Dear Thorobred Family,

Today, the Kentucky State University Board of Regents took an important step in the implementation of Senate Bill 185 by approving the University’s academic plan for submission to the Council on Postsecondary Education by the June 1 deadline.

This action is a milestone, but it is not the end of the work. It moves the University into the next phase of review, planning, and implementation, guided by responsibility to students, faculty, staff, alumni, partners, and the Commonwealth.

Throughout this process, our focus has been on more than meeting a statutory requirement. We have been asking what Kentucky State must build, strengthen, and focus so our academic programs best serve students and the needs of Kentucky.

That work requires discipline: examining data, listening to academic leadership, maintaining accreditation standards, protecting student progress, and aligning our academic offerings with the future we are preparing our graduates to lead.

The plan approved today reflects academic planning that began before SB 185 and has continued through the University’s ongoing start, stop, and grow work. Over the past several years, Kentucky State has reviewed academic programs, reorganized Academic Affairs into three colleges, reduced degree pathway complexity, strengthened advising, implemented DegreeWorks, adopted a multi-year catalog, and launched new programs aligned with student interest and workforce need.

SB 185 has accelerated and sharpened that work. It has required us to look carefully at how programs connect to one another, support student completion, respond to workforce needs, and position Kentucky State as a polytechnic university rooted in applied learning, innovation, research, partnerships, and service.

Our emerging academic model is organized around six academic areas of study: Applied Sciences, Engineering, Health Sciences, Humanities, Natural Sciences, and Technology. The majority of our existing majors already fit within these areas, giving Kentucky State a strong foundation for this next chapter.

These six areas are designed to work across disciplines, connecting classroom learning with applied research, internships and co-ops, industry projects, labs and makerspaces, entrepreneurship, community engagement, and Extension.

They also affirm the role of the humanities and interdisciplinary studies at Kentucky State. A polytechnic model does not abandon the essential skills that help students think critically, communicate clearly, solve problems, adapt to change, and lead with purpose. It connects those skills to the technical, scientific, health, agricultural, business, and community-centered work our students will be called to do.

This work also requires difficult decisions. Under the academic plan, proposed program actions would continue through the CPE process. Those include recommendations related to Childhood Development and Political Science, as well as changes within music-related academic offerings. General Music as well as Music Industry and Technology would remain part of the transition. Anticipated academic program changes would not jeopardize Kentucky State’s Concert Choir or Marching Band, both important parts of the University’s history and heritage. Both ensembles will continue to recruit new and continuing members.

As we move forward, students remain central. Where any program is proposed for closure or substantive change, the University’s responsibility is clear: affected students must have a path to completion through appropriate teach-out plans or arrangements.
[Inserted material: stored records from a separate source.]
PR #6807, opened 2026-04-29
Review community tutorial dedicated community lab

martincarrere:
- Fix file tree display with proper markdown tree
- Fix brand name casing in link (GitHub, not Github)
- Replace bullet lists with tables for files to update
- Rephrase "script was generated" -> "script is provided"
- Fix "done" -> "made" for PR/MR references
- Fix "Add the file in the sections" -> "Add the file to the sections"

PR #6809, opened 2026-04-29
Add Martin Carrere as contributor and create brgm organization

martincarrere:
- Add new contributor Martin carrere :
  -  Merged [https://github.com/galaxyproject/training-material/pull/6807]()
- Create BRGM organization


ORGANISATIONS.yaml
```diff
@@ -83,6 +83,15 @@ bmbf:
     url: https://www.bmbf.de/DE/Home/home_node.html
     gtn-halloffame: "no"
 
+brgm:
+    short_name: BRGM
+    name: Bureau de Recherches Géologiques et Minières
+    github: false
+    url: https://www.brgm.fr/en/
+    avatar: "/training-material/shared/images/logos/brgm.svg"
+    gtn-halloffame: "no"
```
shiltemann: This is only needed when the organisation is not associated with any GTN contributors, which basically only happens because this file is re-used by the Galaxy Hub for its contributors, so we can remove it in this case. Each organisation also get a hall of fame page listing all members and their contributions (nice for e.g. reporting).

```suggestion
```

shiltemann (approved):

shiltemann:
thanks @martincarrere!

PR #6827, opened 2026-05-05
removed duplicated entry in CONTRIBUTORS.yaml

SantaMcCloud:
I was made aware that i appear twice in `CONTRIBUTORS.yaml` so i removed the latest entrey in this case and i also add my ORCID .


paulzierep:
is the id used in any training ? then you need to update this as well I guess ?

SantaMcCloud:
> is the id used in any training ? then you need to update this as well I guess ?

Not in a tutorial but in a different event. I chnage it.

paulzierep (approved):

PR #6829, opened 2026-05-06
Datasets import via link, add gif 

TuturBaba:
Add step numbers and GIFs to `datasets_import_via_link` snippet

Steps are now numbered (1→5) and a GIF is added at the end to visually guide the user.
Two GIFs: one for the standard case, one for the collection case.


shiltemann:
ooh, I like your GIfs with the numbered hand pointers. Could you add yourself to the contributors of the FAQ?

faqs/galaxy/datasets_import_via_link.md
```diff
@@ -34,7 +34,7 @@ examples:
 ---
 
 * Copy the link location
-* Click {% icon galaxy-upload %} **Upload** at the top of the activity panel
+* 1- Click {% icon galaxy-upload %} **Upload** at the top of the activity panel
```
shiltemann: please remove the numbers. This FAQ can look different depending on parameters passed to it, and the numbering may not makes sense in all cases, e.g. when the collection parameter is set there are more steps, so "close window" would not be step 5 anymore etc

TuturBaba: Yes, I can remove the numbers. Also, regarding "Close window",  it's inside the {% else %} block, so it doesn't appear when collection is enabled. The numbering was consistent in both cases. But I understand it can look strange when optional parameters like reset_form or format are present, since those steps are not numbered.

shiltemann: yes, and there can be combinations of parameters set so it seems easier to just not have any numbers so we dont have to worry about conistency in all possible cases.

Good point about "Close window", that should always be the last step I guess right? Should we take it out of the else case?

TuturBaba: No, because there's an if for collection, and when you build a collection you leave the panel automatically.

shiltemann: ah gotcha, thanks :+1:

shiltemann (approved):

shiltemann:
thanks @TuturBaba :+1:

PR #6859, opened 2026-05-12
Updating data-library.yaml files in Dh tutorials

Sch-Da:
@PlushZ noted that 2 of the tutorials in the DH track do not feature the proper topic information in the data libraries.yaml file and are therefore not working with the existing data libraries bot.
If someone with more experience with this could please check that this is correct now, I would really appreciate it, thank you!

### DIFF
--- a/bin/update-data-library
+++ b/bin/update-data-library
@@ -58,7 +58,7 @@ def update_data_library(path, topic, tutorial, zenodo_record)
     official_extension = f['type']
 
     link = f['links']['self'].sub(%r{/content$}, '')
-    unofficial_extension = link.split('.')[-2..].join('.')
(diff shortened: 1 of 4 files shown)


shiltemann:
@Sch-Da thanks for drawing attention to this, I found a bug in the script that automatically creates the data-libraries files (normally you shouldnt have to worry about this file).

I fixed the bug and regenerated the data-library.yaml files, let's see if that works for you

shiltemann (approved):

Sch-Da:
Wonderful @shiltemann - thank you! I was already surprised why I wasn't aware of those tasks but this explains it. Thanks both of you for your help!

PR #6879, opened 2026-05-15
Update flexy classification

nilchia:
changed variance threshold from 0.8 to 80

removed tabpfn from workflow. (this will be reverted soon when tabpfn issue is fixed)


anuprulez (approved):

anuprulez:
Thanks a lot @nilchia

PR #6894, opened 2026-05-17
Update outdated parts of genomics intro and add a sort step

wm75:
Last minute change before GTA:

- Updates screenshots to reflect changes in UCSC's table browser and in Galaxy's edit dataset view
- Updates to GENCODE V49 instead of V41
- Removes outdated summary of what the gencode website's saying
- Fixes remaining mention of cat1 under its former name
- Adds a final sort step to obtain a coordinate-sorted bed dataset

Sorry, was going to do this earlier this week, but found the time only now.


wm75:
The hint about going back in the browser history after returning from UCSC to Galaxy is addressing https://github.com/galaxyproject/galaxy/issues/22647. This part can be removed once that issue is fixed.

bgruening (approved):

PR #160, opened 2017-04-05
Support for internationalized email address local part

Xerkus:
[RFC 6532](https://tools.ietf.org/html/rfc6532#section-3.1) extends atext used in local part with non-ascii unicode support

I have no idea what am i doing here. It seems to be working, but it would be great if someone understanding  unicode could verify.


src/EmailAddress.php
```diff
@@ -342,6 +344,8 @@ protected function validateLocalPart()
         $atext = 'a-zA-Z0-9\x21\x23\x24\x25\x26\x27\x2a\x2b\x2d\x2f\x3d\x3f\x5e\x5f\x60\x7b\x7c\x7d\x7e';
         if (preg_match('/^[' . $atext . ']+(\x2e+[' . $atext . ']+)*$/', $this->localPart)) {
             $result = true;
+        } elseif ($this->validateInternationalizedLocalPart()) {
```
weierophinney: To make this a bit more robust, please pass `$this->localPart` as an argument to `validateInternationalizedLocalPart()`. When we make the validators stateless for v3, this will then be one less method we need to change. :smile:

weierophinney:
Thanks, @Xerkus; merged to develop for release with 2.10.0.

Xerkus:
ugh, what is going on here with the commits and comments?

PR #166, opened 2017-04-25
Ref #7629

philippe-jung:
Closes opened file with finfo to avoid segfault on specific PHP versions

See https://github.com/zendframework/zendframework/issues/7629 for reproduction details


weierophinney:
Thanks, @philippe-jung

Issue #165, opened 2017-04-13
MimeType Validator Not Working


open-it:
To check if a file is readable the MimeType Validator does a stream_resolve_include_path($file) (line 366), as my image has been uploaded to my /tmp directory (which isn't in my include_path), I can never validate my image.

froschdesign:
Duplicates #77 (See also this PR: #169)

Issue #77, opened 2016-05-11
[question] Why do the File\Extension validator validate the presence of a file?


larsnystrom:
Is it really the job of the `File\Extension` validator to check that the file exists? Especially given that there already is a `File\Exists` validator.

I'm trying to write some tests for a class which inherits `File\Extension`, but the fact that the validator checks that the file exists makes it harder than I think it should be.

My problem is with these lines:

```
    // Is file readable ?
    if (empty($file) || false === stream_resolve_include_path($file)) {
        $this->error(self::NOT_FOUND);
        return false;
    }
```

A related question is why `File\Extension` uses `stream_resolve_include_path` instead of `is_readable` to check that the file exists. I can't think of a use case where you'd want to look in the include paths. To me it looks borderline security related, even though I can't think of a concrete threat right now.

PR #169, opened 2017-05-23
Use is_readable() to check if file is readable

larsnystrom:
This solves #165 and #77. 

Sorry about mixing the formatting and the fix.


weierophinney:
Scheduling for 2.10.0, as it's a slight (though justified) behavior change.

weierophinney:
Thanks, @larsnystrom. I have merged to develop for release with 2.10.0, which should occur this week or next.

PR #173, opened 2017-06-15
Corrected Date validator format docs

### LINKED ISSUE #158: Misleading documentation on accepted formats by Date Validator
In the documentation it is mention that the `format` option accepts any format allowed by the PHP `date()` function. This seems not to be the case since it seems to be using the method `DateTime::createFromFormat` in order to validate the date, and this only accepts a subset of the formats that `date()` does.

For example a perfectly valid format such as `N` to get the day of the week as an integer from 1 to 7 would not be valid for the Date Validator.

nathanjosiah:
Fixes #158


weierophinney:
Thanks, @nathanjosiah

PR #174, opened 2017-06-19
Fix Between validator behavior

### LINKED ISSUE #167: Between Validator outputs true for characters
Hi,

I am using version "2.9.0 - 2017-03-17" of zendframework/zend-validator.
If I input string "asdasd" for field "price" validator returns true. Expecting: false.

String "asdasd" is not even a number. Therefore it cannot lie between 0 and 99999999.
<pre>

public function init() {
     $this->add(array(
            'type' => 'text',
            'name' => 'price',
            'options' => array(
                'label' => $this->translator->translate('label.price', 'Form'),
                'label_attributes' => array(
                    'class' => 'col-sm-3',
                ),
                'column-size' => 'sm-5',
            ),
            'attributes' => array(
                'id' => 'price',
            ),
        ));
}

public function getInputFilterSpecification()
    {
        return array(
            'price' => array(
                'required' => true,
                'validators' => array(
                    array(
                        'name' => 'Between',
                        'options' => array(
                            'min' => 0,
                            'max' => 99999999,
                            'inclusive' => true
                        ),
                    ),
                ),
            ),
        );
    }
</pre>

codisart:
fixes #167 

return false when validating a string with a numeric range
return false when validating a numeric value with a string range


src/Between.php
```diff
@@ -17,6 +17,8 @@ class Between extends AbstractValidator
     const NOT_BETWEEN        = 'notBetween';
     const NOT_BETWEEN_STRICT = 'notBetweenStrict';
 
+    private $nuumeric;
```
samsonasik: typo, `nuumeric` should be `numeric`, surplus `u` char

codisart: Thank you for you review @samsonasik !

src/Between.php
```diff
@@ -17,6 +17,8 @@ class Between extends AbstractValidator
     const NOT_BETWEEN        = 'notBetween';
     const NOT_BETWEEN_STRICT = 'notBetweenStrict';
 
+    private $numeric;
```
froschdesign: Please add always a DocBlock with a short description and data type.

codisart: Thank you for your review @froschdesign

src/Between.php
```diff
@@ -162,6 +179,13 @@ public function setInclusive($inclusive)
      */
     public function isValid($value)
     {
+        if ($this->numeric && ! is_numeric($value)) {
+            return false;
+        }
+        if (! $this->numeric && ! is_string($value)) {
+            return false;
+        }
```
weierophinney: Each of these should be calling `$this->error()` in order to set a validation failure message; otherwise, there's no way to understand _why_ validation failed. Take a look at how the other cases that result in failure work, if you are unsure how to proceed.

test/BetweenTest.php
```diff
@@ -18,37 +18,76 @@
...
 {
+    public function providerBasic()
+    {
+        return [
+            [
+                'min' => 1,
+                'max' => 100,
+                'inclusive' => true,
+                'expected' => true,
+                'values' => [1, 10, 100],
```
weierophinney: If you're going to break this into a data provider, do a separate set per value as well.

Additionally, give each set a key with a descriptive name:

```php
'inclusive-valid-floor' => [
    'min' => 1,
    'max' => 100,
    'inclusive' => true,
    'expected' => true,
    'value' => 1,
],
'inclusive-valid-in-range' => [
    'min' => 1,
    'max' => 100,
    'inclusive' => true,
    'expected' => true,
    'value' => 1,
],
'inclusive-valid-ceiling' => [
    'min' => 1,
    'max' => 100,
    'inclusive' => true,
    'expected' => true,
    'value' => 100,
],
```

This makes it easy to identify which case to examine when a failure occurs, as PHPUnit will report the key; you can then search for that key to identify each set of data provided.

src/Between.php
weierophinney: Also, once you do make this change, add tests for each condition to validate that the expected failure messages are present.

weierophinney (changes requested):
This looks good, but needs a few changes before I can merge it.

weierophinney (approved):

weierophinney:
@codisart I've made the changes I requested, and pushed them to your branch so as to verify the pull request against Travis. Merging now so we can do a new 2.9 series release.

Thanks!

I thank the faculty, deans, department chairs, staff members, student representatives, administrators, Board members, CPE partners, and others who have contributed to this serious work. It touches the heart of the University and the future of the students we serve.

Kentucky State’s mission remains clear. We are Kentucky’s only public HBCU and an 1890 land-grant university. We provide transformative educational experiences, serve communities, discover solutions, apply knowledge, and prepare leaders who can advance the Commonwealth and the world.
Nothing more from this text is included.